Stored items
• • • • • • •
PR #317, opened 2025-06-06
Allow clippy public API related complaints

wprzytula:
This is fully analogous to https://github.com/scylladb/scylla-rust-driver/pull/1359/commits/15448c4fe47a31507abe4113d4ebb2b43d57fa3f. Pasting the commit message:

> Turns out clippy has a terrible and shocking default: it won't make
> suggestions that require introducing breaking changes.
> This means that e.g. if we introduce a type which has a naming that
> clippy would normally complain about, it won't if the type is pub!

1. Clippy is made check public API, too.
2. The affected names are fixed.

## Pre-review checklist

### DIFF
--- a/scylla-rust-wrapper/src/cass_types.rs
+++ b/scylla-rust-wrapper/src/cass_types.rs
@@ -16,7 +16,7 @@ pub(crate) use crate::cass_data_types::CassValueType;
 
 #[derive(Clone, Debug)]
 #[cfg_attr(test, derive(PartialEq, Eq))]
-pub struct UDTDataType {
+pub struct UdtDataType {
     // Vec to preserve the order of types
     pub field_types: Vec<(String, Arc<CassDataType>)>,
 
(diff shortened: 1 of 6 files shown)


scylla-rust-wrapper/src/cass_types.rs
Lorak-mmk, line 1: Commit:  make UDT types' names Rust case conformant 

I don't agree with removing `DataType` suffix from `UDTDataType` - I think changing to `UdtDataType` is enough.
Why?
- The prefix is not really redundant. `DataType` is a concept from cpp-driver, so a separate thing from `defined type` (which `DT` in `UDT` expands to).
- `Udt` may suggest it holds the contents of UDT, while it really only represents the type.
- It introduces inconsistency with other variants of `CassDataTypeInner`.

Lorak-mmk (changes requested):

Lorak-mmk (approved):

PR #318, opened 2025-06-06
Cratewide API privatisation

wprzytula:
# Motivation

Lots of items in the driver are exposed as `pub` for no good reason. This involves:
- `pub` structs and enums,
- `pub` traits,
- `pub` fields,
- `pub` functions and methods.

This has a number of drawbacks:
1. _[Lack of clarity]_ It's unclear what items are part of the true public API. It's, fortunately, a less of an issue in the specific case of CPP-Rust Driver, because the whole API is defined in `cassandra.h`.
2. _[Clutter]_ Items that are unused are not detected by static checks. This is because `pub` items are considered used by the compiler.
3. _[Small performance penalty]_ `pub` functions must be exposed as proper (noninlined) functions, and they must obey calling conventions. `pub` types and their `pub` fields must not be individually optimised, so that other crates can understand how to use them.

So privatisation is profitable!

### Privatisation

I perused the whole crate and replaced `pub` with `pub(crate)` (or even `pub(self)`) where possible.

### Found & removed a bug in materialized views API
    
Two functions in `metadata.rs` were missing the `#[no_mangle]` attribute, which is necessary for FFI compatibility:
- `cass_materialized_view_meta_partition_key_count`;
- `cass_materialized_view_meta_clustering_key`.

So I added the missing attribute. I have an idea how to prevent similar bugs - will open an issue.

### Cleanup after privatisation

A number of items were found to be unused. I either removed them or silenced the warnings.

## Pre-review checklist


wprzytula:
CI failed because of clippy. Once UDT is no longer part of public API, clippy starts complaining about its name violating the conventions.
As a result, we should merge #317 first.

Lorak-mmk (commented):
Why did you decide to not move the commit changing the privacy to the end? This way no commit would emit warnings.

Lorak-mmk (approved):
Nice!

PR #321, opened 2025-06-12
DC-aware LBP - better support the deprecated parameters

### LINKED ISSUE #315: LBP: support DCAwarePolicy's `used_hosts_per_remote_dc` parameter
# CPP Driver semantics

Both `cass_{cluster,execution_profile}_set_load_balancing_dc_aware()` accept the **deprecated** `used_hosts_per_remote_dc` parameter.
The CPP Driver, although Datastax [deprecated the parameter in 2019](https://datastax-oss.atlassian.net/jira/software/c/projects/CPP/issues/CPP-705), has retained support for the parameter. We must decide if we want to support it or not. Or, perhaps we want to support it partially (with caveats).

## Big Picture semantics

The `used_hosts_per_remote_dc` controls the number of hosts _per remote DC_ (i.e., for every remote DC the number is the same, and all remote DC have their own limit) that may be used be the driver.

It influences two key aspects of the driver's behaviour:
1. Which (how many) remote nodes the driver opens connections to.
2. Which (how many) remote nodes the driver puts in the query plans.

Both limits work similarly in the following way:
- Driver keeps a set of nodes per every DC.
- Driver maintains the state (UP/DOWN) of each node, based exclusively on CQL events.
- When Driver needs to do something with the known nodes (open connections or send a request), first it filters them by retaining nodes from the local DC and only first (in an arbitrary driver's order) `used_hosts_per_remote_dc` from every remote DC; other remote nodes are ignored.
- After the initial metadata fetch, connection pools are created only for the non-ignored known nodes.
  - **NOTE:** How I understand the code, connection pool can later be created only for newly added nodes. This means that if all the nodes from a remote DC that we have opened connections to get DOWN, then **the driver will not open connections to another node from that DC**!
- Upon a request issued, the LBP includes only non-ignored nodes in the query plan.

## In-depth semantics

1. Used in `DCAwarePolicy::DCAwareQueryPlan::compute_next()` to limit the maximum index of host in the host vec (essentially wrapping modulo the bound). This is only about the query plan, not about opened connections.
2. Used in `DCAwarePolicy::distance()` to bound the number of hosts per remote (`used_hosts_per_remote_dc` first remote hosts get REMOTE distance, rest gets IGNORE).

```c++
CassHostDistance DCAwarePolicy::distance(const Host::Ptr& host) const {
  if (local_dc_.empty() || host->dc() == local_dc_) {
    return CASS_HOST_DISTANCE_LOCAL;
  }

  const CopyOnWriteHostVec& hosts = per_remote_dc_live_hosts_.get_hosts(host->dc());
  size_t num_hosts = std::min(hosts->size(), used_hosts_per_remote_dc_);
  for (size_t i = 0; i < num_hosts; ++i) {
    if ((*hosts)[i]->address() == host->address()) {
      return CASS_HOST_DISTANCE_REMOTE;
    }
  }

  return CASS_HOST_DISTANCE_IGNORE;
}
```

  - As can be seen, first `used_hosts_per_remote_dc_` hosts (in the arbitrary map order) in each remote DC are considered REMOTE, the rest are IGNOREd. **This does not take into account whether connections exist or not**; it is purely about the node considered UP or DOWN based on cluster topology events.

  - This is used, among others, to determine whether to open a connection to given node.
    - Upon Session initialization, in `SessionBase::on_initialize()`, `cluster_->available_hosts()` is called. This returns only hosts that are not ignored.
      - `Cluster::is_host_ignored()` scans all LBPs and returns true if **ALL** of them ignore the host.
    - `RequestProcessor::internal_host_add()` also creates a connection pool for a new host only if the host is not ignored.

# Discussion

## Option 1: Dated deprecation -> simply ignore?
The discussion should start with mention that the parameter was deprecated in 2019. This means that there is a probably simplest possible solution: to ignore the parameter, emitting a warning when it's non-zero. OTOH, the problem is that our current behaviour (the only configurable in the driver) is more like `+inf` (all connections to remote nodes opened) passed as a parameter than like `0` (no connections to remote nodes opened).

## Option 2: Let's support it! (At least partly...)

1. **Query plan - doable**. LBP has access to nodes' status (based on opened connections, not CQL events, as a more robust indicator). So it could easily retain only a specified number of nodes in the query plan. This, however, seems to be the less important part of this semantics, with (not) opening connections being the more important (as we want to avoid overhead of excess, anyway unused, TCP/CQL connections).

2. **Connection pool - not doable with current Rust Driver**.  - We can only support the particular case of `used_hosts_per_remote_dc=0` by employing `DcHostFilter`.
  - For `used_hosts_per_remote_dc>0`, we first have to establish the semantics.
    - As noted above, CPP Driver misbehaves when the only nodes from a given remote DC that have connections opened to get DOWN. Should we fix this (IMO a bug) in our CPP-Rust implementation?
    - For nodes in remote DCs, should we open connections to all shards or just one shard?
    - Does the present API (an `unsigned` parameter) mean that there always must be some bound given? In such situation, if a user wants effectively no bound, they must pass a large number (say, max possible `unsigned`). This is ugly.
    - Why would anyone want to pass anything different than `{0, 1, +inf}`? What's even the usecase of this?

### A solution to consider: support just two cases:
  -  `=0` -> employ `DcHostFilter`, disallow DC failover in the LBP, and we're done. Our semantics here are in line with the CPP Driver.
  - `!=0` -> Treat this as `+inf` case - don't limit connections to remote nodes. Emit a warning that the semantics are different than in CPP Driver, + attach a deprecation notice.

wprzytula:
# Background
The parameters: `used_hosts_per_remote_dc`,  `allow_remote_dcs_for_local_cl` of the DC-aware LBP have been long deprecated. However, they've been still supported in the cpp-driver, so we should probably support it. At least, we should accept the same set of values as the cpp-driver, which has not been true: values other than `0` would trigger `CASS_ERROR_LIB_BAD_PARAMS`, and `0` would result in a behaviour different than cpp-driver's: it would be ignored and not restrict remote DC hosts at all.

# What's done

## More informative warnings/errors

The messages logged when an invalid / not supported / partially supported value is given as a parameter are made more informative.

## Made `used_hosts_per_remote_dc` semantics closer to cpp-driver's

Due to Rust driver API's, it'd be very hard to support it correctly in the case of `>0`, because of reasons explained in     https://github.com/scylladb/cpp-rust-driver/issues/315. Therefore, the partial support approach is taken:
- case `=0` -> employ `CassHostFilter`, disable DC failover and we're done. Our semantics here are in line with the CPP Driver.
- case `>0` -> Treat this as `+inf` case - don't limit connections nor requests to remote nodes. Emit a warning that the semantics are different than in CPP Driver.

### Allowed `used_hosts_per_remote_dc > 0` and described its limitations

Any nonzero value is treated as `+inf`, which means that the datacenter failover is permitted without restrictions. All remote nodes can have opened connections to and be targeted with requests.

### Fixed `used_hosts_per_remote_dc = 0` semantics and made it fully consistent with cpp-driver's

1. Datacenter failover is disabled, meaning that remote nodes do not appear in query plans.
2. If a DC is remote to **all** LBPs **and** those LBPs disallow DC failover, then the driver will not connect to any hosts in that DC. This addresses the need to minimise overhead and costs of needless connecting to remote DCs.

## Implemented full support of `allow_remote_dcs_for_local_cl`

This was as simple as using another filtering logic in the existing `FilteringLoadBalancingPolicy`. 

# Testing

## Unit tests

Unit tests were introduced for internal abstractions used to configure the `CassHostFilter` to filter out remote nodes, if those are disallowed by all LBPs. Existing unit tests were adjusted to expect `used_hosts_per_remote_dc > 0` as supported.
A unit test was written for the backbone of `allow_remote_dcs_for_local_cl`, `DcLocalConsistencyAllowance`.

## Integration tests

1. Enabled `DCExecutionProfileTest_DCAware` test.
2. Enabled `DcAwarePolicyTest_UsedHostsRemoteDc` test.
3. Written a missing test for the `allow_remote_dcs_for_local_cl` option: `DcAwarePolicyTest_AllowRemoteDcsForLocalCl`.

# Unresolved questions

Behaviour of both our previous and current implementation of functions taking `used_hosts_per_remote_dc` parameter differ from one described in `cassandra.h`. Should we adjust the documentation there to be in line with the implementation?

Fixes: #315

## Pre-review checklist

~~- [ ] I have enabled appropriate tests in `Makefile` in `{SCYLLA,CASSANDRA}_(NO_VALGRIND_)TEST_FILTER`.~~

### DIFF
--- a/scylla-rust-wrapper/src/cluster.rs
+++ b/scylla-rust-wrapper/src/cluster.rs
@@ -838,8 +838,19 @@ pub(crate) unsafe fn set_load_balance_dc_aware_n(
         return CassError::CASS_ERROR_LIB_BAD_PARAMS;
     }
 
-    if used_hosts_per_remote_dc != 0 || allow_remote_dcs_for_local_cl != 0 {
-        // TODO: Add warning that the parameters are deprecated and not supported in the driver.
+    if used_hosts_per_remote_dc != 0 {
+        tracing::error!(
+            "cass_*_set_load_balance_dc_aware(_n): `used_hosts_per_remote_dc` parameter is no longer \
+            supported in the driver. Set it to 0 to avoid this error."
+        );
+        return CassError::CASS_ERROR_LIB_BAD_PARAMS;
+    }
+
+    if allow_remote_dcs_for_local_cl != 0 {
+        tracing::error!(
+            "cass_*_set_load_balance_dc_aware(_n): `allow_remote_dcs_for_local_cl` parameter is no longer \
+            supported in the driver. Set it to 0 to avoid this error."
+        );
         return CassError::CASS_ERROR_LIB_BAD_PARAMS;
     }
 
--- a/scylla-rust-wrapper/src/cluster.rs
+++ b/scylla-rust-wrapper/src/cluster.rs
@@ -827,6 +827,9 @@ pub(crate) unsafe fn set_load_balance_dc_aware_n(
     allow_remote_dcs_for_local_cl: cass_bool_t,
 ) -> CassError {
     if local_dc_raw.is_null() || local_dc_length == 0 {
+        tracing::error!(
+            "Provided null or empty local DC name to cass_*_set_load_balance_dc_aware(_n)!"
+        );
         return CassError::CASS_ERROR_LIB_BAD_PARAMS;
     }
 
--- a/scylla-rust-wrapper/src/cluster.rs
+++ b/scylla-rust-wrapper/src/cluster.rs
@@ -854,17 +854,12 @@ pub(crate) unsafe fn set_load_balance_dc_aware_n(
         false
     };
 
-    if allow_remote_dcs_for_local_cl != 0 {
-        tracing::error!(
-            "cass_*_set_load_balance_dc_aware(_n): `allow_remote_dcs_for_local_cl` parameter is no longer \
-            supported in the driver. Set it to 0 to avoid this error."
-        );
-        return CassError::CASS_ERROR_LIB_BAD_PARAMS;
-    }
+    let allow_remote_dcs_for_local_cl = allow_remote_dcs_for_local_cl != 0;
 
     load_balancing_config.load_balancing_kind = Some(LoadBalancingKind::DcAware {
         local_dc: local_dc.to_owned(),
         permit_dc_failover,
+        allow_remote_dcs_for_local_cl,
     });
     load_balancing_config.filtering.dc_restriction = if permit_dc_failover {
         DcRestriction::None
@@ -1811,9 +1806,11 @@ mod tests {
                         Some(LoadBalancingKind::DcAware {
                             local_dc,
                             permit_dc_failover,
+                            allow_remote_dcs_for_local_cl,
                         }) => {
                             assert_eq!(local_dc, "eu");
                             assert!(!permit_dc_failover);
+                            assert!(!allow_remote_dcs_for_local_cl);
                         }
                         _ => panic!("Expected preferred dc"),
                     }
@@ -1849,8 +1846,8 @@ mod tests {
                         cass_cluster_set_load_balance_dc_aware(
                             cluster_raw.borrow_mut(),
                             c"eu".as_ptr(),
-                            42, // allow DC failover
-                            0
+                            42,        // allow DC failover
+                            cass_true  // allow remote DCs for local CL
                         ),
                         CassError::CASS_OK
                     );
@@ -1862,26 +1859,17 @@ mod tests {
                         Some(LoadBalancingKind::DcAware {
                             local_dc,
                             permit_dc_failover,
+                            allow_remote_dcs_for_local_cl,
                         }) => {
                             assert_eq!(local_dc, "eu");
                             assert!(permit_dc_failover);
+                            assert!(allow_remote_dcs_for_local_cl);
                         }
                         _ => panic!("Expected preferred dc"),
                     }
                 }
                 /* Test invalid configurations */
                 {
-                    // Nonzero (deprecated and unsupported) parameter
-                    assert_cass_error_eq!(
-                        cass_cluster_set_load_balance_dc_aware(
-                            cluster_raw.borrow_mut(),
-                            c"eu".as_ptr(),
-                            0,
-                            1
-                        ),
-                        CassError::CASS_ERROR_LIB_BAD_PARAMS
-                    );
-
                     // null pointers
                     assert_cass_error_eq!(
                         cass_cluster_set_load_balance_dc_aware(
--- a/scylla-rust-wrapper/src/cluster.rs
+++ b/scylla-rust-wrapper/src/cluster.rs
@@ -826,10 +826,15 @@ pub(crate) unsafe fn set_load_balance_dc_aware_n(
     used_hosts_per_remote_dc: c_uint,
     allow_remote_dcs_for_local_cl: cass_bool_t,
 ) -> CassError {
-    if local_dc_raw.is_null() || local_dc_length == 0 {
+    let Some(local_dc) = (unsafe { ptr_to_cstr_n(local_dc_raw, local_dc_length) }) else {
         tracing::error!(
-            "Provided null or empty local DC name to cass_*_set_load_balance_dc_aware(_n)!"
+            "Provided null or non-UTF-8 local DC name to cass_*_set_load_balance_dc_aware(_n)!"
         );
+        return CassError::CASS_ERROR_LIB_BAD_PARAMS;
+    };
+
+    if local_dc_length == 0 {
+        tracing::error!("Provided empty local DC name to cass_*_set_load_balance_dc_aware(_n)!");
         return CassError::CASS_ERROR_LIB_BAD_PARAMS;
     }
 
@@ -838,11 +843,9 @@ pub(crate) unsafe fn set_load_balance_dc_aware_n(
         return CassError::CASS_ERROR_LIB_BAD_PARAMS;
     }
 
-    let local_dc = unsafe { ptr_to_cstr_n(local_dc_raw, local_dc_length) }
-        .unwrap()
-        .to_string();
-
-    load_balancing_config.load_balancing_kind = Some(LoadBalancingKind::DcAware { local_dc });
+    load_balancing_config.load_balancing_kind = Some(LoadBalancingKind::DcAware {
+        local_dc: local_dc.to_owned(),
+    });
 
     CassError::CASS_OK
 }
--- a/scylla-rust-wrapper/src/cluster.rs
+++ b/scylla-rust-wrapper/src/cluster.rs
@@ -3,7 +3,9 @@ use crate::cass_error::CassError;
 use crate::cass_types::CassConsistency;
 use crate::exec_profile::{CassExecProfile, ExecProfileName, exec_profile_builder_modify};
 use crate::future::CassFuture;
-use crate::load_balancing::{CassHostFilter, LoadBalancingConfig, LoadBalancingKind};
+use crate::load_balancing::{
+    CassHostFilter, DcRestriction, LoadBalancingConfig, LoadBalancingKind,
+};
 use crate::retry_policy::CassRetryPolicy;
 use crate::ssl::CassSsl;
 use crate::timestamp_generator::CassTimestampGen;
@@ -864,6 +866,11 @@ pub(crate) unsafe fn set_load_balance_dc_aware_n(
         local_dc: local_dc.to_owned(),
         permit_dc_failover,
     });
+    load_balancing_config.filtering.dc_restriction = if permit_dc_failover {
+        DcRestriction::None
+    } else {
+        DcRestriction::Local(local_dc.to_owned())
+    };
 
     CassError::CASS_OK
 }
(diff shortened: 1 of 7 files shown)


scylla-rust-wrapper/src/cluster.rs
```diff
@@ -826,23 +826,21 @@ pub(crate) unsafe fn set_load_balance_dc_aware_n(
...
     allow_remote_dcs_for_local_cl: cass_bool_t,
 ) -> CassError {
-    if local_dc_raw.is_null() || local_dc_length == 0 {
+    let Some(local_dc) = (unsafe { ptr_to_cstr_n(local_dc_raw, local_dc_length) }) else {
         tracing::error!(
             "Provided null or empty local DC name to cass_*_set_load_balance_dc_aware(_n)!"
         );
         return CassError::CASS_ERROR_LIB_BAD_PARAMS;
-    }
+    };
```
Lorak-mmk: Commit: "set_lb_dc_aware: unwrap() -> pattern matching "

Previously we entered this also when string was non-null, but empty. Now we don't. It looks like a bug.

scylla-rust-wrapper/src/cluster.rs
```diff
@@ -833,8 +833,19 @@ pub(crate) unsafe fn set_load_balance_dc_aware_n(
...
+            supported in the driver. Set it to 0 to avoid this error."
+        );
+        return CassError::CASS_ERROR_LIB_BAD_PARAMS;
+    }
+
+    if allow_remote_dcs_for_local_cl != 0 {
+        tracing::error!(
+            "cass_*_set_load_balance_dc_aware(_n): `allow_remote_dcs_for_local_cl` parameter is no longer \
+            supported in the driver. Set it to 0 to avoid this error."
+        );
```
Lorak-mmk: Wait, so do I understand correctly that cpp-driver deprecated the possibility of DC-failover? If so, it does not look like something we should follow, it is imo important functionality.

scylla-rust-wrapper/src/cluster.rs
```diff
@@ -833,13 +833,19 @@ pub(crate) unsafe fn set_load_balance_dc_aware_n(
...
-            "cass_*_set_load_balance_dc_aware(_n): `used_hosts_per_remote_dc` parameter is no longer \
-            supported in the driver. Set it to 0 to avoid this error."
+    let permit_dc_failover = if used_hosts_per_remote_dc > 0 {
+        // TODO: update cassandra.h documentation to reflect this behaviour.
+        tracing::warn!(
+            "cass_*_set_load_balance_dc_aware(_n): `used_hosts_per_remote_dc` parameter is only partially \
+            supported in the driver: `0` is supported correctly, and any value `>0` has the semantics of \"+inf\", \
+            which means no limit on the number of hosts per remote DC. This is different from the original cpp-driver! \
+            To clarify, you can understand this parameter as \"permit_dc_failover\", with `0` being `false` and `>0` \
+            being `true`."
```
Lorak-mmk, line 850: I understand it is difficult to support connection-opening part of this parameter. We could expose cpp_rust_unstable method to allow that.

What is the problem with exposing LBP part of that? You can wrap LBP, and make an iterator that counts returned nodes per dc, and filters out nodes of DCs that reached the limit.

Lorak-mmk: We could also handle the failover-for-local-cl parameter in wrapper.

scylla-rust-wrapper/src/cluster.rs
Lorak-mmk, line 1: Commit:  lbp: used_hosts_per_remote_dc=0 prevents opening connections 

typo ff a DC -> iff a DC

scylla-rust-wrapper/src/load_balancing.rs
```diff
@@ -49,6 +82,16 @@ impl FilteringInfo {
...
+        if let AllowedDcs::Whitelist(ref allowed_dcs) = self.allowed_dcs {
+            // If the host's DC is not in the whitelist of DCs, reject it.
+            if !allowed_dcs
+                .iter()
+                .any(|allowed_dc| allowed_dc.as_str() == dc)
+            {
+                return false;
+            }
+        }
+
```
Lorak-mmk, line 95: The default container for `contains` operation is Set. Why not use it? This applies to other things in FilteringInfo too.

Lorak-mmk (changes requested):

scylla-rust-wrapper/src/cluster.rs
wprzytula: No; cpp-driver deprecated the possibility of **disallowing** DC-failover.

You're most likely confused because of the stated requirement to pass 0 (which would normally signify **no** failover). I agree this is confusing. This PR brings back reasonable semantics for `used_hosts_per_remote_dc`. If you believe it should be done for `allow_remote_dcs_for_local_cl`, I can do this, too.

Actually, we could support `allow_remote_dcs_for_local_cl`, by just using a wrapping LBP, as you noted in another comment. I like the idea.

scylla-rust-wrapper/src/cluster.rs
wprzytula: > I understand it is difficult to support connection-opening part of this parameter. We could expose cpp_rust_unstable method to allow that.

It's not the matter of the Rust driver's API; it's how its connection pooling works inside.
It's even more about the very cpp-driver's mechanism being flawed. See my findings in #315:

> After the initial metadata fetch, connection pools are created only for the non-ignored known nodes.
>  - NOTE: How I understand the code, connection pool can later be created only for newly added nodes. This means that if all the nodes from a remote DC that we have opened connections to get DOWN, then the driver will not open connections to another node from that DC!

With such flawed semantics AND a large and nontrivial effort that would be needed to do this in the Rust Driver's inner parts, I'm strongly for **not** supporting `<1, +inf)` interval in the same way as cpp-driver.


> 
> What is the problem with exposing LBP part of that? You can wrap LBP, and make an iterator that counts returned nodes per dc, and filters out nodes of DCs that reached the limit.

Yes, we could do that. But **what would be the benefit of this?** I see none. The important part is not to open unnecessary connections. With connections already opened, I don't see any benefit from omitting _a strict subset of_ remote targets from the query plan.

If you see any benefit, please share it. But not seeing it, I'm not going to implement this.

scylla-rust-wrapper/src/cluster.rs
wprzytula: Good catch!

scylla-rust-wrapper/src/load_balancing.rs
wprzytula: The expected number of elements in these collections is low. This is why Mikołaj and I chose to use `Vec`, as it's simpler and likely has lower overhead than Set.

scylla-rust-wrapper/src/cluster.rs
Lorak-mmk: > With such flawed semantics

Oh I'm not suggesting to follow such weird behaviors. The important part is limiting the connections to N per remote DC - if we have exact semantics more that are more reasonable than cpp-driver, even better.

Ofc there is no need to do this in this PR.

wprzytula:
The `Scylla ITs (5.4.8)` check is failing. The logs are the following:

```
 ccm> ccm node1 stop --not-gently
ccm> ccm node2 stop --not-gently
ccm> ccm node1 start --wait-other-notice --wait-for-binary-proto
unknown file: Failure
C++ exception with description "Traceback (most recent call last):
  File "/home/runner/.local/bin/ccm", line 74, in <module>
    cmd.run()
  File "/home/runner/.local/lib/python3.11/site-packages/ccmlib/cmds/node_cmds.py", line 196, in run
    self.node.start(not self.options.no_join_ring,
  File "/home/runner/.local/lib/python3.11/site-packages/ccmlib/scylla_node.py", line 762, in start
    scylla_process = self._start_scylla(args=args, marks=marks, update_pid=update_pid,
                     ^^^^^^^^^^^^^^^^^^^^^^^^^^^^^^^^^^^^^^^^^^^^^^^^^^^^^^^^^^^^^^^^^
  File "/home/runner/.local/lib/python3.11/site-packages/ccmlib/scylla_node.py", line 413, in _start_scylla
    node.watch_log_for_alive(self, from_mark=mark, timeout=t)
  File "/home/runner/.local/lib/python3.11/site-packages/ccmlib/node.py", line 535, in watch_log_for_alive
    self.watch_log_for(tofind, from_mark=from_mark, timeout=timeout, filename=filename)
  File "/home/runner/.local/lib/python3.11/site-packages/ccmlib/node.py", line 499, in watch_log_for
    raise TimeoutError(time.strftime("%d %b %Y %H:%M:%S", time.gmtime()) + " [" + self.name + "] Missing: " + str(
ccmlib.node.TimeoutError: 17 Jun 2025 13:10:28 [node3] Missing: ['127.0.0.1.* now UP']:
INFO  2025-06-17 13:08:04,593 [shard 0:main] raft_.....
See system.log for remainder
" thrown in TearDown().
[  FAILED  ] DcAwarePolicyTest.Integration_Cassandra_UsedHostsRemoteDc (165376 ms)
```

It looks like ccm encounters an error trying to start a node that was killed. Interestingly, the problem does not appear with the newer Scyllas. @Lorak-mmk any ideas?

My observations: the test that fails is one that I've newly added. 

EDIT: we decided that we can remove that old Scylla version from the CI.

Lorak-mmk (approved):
• • • • • • •
ACTIVITY ▸ Set down only the lines above that fall between the line holding "- This is used, among" and the line holding "## Option 1: Dated", inclusive, keeping each exact.

RESPONSE TO THIS EXERCISE ▸
  - This is used, among others, to determine whether to open a connection to given node.
    - Upon Session initialization, in `SessionBase::on_initialize()`, `cluster_->available_hosts()` is called. This returns only hosts that are not ignored.
      - `Cluster::is_host_ignored()` scans all LBPs and returns true if **ALL** of them ignore the host.
    - `RequestProcessor::internal_host_add()` also creates a connection pool for a new host only if the host is not ignored.

# Discussion

## Option 1: Dated deprecation -> simply ignore?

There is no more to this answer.